Rather than manually stitching, you can reconstruct the full conversation from sequential llm_requests rows. Each request_body.input for turn N+1 contains all of turn N's prefix + turn N's response + any new tool results. So the last request_body before or at your target turn already has the full prefix. Just append that turn's response and your question.

# To ask about turn 58's decision:
# 1. Load request_body from turn 58 (has full prefix)
# 2. Load response_body from turn 58 (has the model's decision)
# 3. Append response output items to input
# 4. Append your question
# 5. Send to API

6. View Grading Results

Check what a grader decided:

-- Grading edges for a specific critic run
SELECT ge.critique_issue_id,
       COALESCE(ge.tp_id, ge.fp_id) as ground_truth_id,
       CASE WHEN ge.tp_id IS NOT NULL THEN 'TP' ELSE 'FP' END as edge_type,
       ge.credit,
       LEFT(ge.rationale, 120) as rationale
FROM grading_edges ge
WHERE ge.critique_run_id = '<critic_run_id>'
ORDER BY ge.critique_issue_id, edge_type, ground_truth_id;

Check grading completeness:

SELECT COUNT(*) as pending FROM grading_pending
WHERE critique_run_id = '<critic_run_id>';
-- 0 = complete, >0 = still grading

7. View Critic Findings

SELECT ri.issue_id, ri.rationale,
       rio.locations
FROM reported_issues ri
LEFT JOIN reported_issue_occurrences rio
  ON rio.agent_run_id = ri.agent_run_id
  AND rio.reported_issue_id = ri.issue_id
WHERE ri.agent_run_id = '<critic_run_id>';

8. Cost Analysis

-- Per-run costs
SELECT agent_run_id, model, total_cost, total_input_tokens, total_output_tokens
FROM llm_run_costs;

-- Per-request breakdown
SELECT id, model, input_tokens, cached_input_tokens, output_tokens, latency_ms
FROM llm_requests
WHERE agent_run_id = '<run_id>'
ORDER BY created_at;

Tips

  • Turn IDs are sequential — lower llm_requests.id = earlier in the conversation.

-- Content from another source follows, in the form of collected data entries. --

PR #1106, opened 2023-07-02
add AWS tags for CNVM deployment

gurevichdmitry:
### Summary of your changes

This pull request adds a script that applies tags to CNVM resources. The script, written in Bash, takes three input parameters: AWS region, stack name, and tags. It uses the AWS CLI to retrieve the instance ID associated with the specified CloudFormation stack. The script waits for the instance ID to be available and then applies the provided tags to the corresponding EC2 instance. To prevent indefinite waiting, a maximum timeout is enforced.


.github/workflows/test-environment.yml
```diff
@@ -229,6 +230,11 @@ jobs:
           aws s3 cp "${{ env.FLEET_API_DIR}}/kspm_eks.yaml" "${{ env.S3_BUCKET }}/kspm_eks.yaml"
           aws s3 cp "${{ env.FLEET_API_DIR}}/cspm-linux.sh" "${{ env.S3_BUCKET }}/cspm-linux.sh"
 
+      - name: Tag CNVM Instance
```
orestisfl, line 233: I am not sure why this needs to be a separate step, can't the tags be added via terraform?

gurevichdmitry: No, CNVM is not deployed through Terraform. After provisioning the infrastructure using Terraform, the next steps involve installing CNVM integration and deploying an agent. However, it's important to note that the agent deployment is an asynchronous operation, and we don't wait until the stack is fully created. To save time and optimize the workflow, we proceed to the next actions and execute the CNVM tagging action separately.

orestisfl: Understood

Then, perhaps we can add it to the script we have to deploy CloudFormation? This will also remove the requirement to add a step that waits for initialization.

justfile
```diff
@@ -122,6 +122,9 @@ logs-cloudbeat:
 deploy-cloudformation:
   cd deploy/cloudformation && go run .
 
+create-cnvm-stack-tags region stack_name tags='Key=division,Value=engineering Key=org,Value=security Key=team,Value=cloud-security-posture':
```
oren-zohar, line 125: Can you put the default common tags into a const instead?

.github/workflows/test-environment.yml
gurevichdmitry: This is exactly the point: the `just deploy-cloudformation` command initiates the deployment of CloudFormation, but it doesn't wait for the stack creation to be completed. At this point in time, the `instance_id `doesn't exist yet because the EC2 instance associated with the agent is still being provisioned. In order to tag the EC2 instance associated with the agent, we need to obtain the instance_id. However, retrieving the `instance_id` is an asynchronous process, and we don't have visibility into when it will be available.

If we were to include the tagging command within the CloudFormation creation step, it would extend the overall workflow duration as we would have to wait for the `instance_id` before proceeding. This delay could potentially add several minutes to the overall runtime.

By providing a separate step for tagging, we can reduce the waiting time. This separation allows the tagging action to be performed "in parallel" (although it's not truly parallel) with other actions, thereby optimizing the overall workflow.

Regarding your mention of a step that waits for initialization, I'm not sure about its context. If you can provide more details, I can provide a more specific response

justfile
oren-zohar: I think it's missing the `project` tag. based on [this](https://docs.google.com/document/d/1FdkJ5EM1tSAqVRvZvmtDSXbBrzS8f7Bw2vENTFes1ek/edit#heading=h.36dv1gu8gyr7)

oren-zohar (changes requested):

oren-zohar:
@gurevichdmitry do you have an example run?

.github/workflows/test-environment.yml
oren-zohar: I would even take it a step further and put the tagging step last. Only if the `cleanup-env` is set to false, as there is no need to tag an env that is supposed to be deleted, and if the delete step failed for some reason, the resources will be auto-deleted since they fail the tagging policy, wdyt?

justfile
gurevichdmitry: justfile is updated

.github/workflows/test-environment.yml
```diff
@@ -36,6 +36,7 @@ env:
   AWS_REGION: "eu-west-1"
   WORKING_DIR: deploy/test-environments
   FLEET_API_DIR: fleet_api/src
+  AWS_DEFAULT_TAGS: "Key=division,Value=engineering Key=org,Value=security Key=team,Value=cloud-security-posture Key=project,Value=test-environments"
```
oren-zohar, line 39: Is there a point in keeping this here if it's the same as the default justfile command value? I think it's a good practice to have our CI running with the default justfile values, so if someone breaks some value there it will fail the CI (obviously not in this case, since it will only affect the tags)

oren-zohar (changes requested):

.github/workflows/test-environment.yml
gurevichdmitry: In CI, we don't use the default value for the tags in `just create-cnvm-stack-tags` because we include the dynamically retrieved `owner` tag `github.actor`.

orestisfl (approved):
As discussed, it is possible to do this with the CloudFormation dev script, without the need to add additional overhead to the CI. However, we can merge this as it is and follow up with a new ticket to address the improvement later.

.github/workflows/test-environment.yml
gurevichdmitry: workflow is updated

gurevichdmitry:
> As discussed, it is possible to do this with the CloudFormation dev script, without the need to add additional overhead to the CI. However, we can merge this as it is and follow up with a new ticket to address the improvement later.

[New task](https://github.com/elastic/security-team/issues/7026) is opened

.github/workflows/test-environment.yml
gurevichdmitry: test flow is updated

PR #1112, opened 2023-07-05
Move fetchers to folders

orouz:
We're going to introduce GCP fetchers, which may overlap with AWS fetchers, so it'd be better if we grouped fetchers by folders.


uri-weisman (approved):

orestisfl (changes requested):
You'll need to rename the package each one is in, which will also probably cause a lot of naming conflicts in other files

transformer/events_creator_test.go
```diff
@@ -34,7 +34,7 @@ import (
 	"github.com/elastic/cloudbeat/dataprovider/types"
 	"github.com/elastic/cloudbeat/evaluator"
 	"github.com/elastic/cloudbeat/resources/fetching"
-	"github.com/elastic/cloudbeat/resources/fetching/fetchers"
+	fetchers "github.com/elastic/cloudbeat/resources/fetching/fetchers/k8s"
```
orestisfl, line 37: The failure with golangci-lint happens because you need to update the exclude rules in https://github.com/elastic/cloudbeat/blob/a89b3eef8aab022324a0b7ce67971338c1aedefc/.golangci.yaml#L40-L41

resources/fetching/factory/eks_factory.go
```diff
@@ -27,7 +27,8 @@ import (
 
 	"github.com/elastic/cloudbeat/resources/fetching"
 	"github.com/elastic/cloudbeat/resources/fetching/condition"
-	"github.com/elastic/cloudbeat/resources/fetching/fetchers"
+	awsFetchers "github.com/elastic/cloudbeat/resources/fetching/fetchers/aws"
+	k8sFetcher "github.com/elastic/cloudbeat/resources/fetching/fetchers/k8s"
```
oren-zohar, line 31: nit: is it fetcher or fetchers? nit2: in any case I think the convention is to avoid capitalization altogether so it should be something like `k8sfetcher` [see here](https://go.dev/blog/package-names)

oren-zohar (changes requested):

resources/fetching/factory/eks_factory.go
```diff
@@ -27,7 +27,8 @@ import (
 
 	"github.com/elastic/cloudbeat/resources/fetching"
 	"github.com/elastic/cloudbeat/resources/fetching/condition"
-	"github.com/elastic/cloudbeat/resources/fetching/fetchers"
+	awsf "github.com/elastic/cloudbeat/resources/fetching/fetchers/aws"
+	k8sf "github.com/elastic/cloudbeat/resources/fetching/fetchers/k8s"
```
oren-zohar, line 31: abbreviations are usually something we avoid, but if you think it's clear I'm fine with it

oren-zohar (approved):

orestisfl (approved):

PR #1113, opened 2023-07-05
Remove unused folder

orestisfl:


oren-zohar:
@orestisfl can you also remove `skaffold.yml` from the root folder while you're at it?

oren-zohar (approved):

PR #1114, opened 2023-07-05
Add es ssl cert auth option to deployment files

orouz:
### Summary of your changes

`cloudbeat-aws.yml` is used by developers to run cloudbeat standalone. we already use some env vars to specify ES configuration, this PR adds an `ES_CERT` env var to be used as a certificate authority by ES, which enables cloudbeat to send data properly to an elastic-package https environment. 

### Checklist


deploy/aws/cloudbeat-aws.yml
```diff
@@ -43,6 +43,9 @@ output.elasticsearch:
 
   # Enable to allow sending output to older ES versions
   allow_older_versions: true
+  ssl:
+    certificate_authorities:
+      - ${ES_CERT}
```
orouz, line 48: when using with elastic-package, the value will be at:
`~/.elastic-package/profiles/default/certs/ca-cert.pem`

deploy/aws/cloudbeat-aws.yml
orouz, line 1: when i want the logs to be easier to follow, i usually:

1. comment out `processors`
2. specify `posture`, `opa`, `launcher` as the log selectors


maybe worth adding as well

deploy/aws/cloudbeat-aws.yml
olegsu: Have you also checked the cloud deployment? any adjuments required?

orouz: when running cloudbeat locally with this and setting `ES_HOST` to something like `https://test-certs.kb.us-west2.gcp.elastic-cloud.com:443`, does it work for you without defining anything related to `ssl` ? asking because when i run it locally against elastic package i need to set `ssl.certificate_authorties` and it doesn't work without it, which turns out is the same (for me) when running against a remote `es`

orouz:
using elastic-package cert with a remote ES deployment doesn't work (unknown authritoy), closing this and will try to solve it on the IDE level. (opened because i keep ignoring this modified file)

Use ORDER BY created_at to see chronological order.
  • The last request has the longest input — each turn appends to the conversation, so input_tokens grows monotonically.
  • Reasoning models (o-series, etc.) will have reasoning items in output with summary arrays showing chain-of-thought.
  • gpt-4.1-mini is the default grader model — it doesn't produce reasoning traces but is fast and cheap.
  • For speak-with-dead, using the same model preserves behavior fidelity. Using a stronger model may give better explanations but different reasoning.